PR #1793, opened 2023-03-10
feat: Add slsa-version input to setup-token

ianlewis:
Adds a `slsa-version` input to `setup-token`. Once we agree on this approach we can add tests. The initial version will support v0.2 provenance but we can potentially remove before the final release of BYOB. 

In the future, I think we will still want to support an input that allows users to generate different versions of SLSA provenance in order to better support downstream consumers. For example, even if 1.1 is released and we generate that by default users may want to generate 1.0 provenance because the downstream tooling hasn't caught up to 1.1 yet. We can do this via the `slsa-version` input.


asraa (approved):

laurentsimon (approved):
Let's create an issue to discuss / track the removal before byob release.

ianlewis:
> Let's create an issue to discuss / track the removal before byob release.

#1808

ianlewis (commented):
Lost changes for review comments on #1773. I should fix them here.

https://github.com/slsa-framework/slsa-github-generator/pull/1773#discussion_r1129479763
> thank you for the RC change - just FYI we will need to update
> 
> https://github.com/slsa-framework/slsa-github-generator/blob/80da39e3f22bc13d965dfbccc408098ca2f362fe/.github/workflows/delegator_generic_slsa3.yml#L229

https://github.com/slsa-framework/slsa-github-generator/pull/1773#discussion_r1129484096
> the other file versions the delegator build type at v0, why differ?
☆ ☆ ☆ ☆ ☆ ☆ ☆
[GOAL OF THE EXERCISE] Going through the listing above, count the lines in which the word "before" appears, and give only the number.

[TASK ANSWER] 3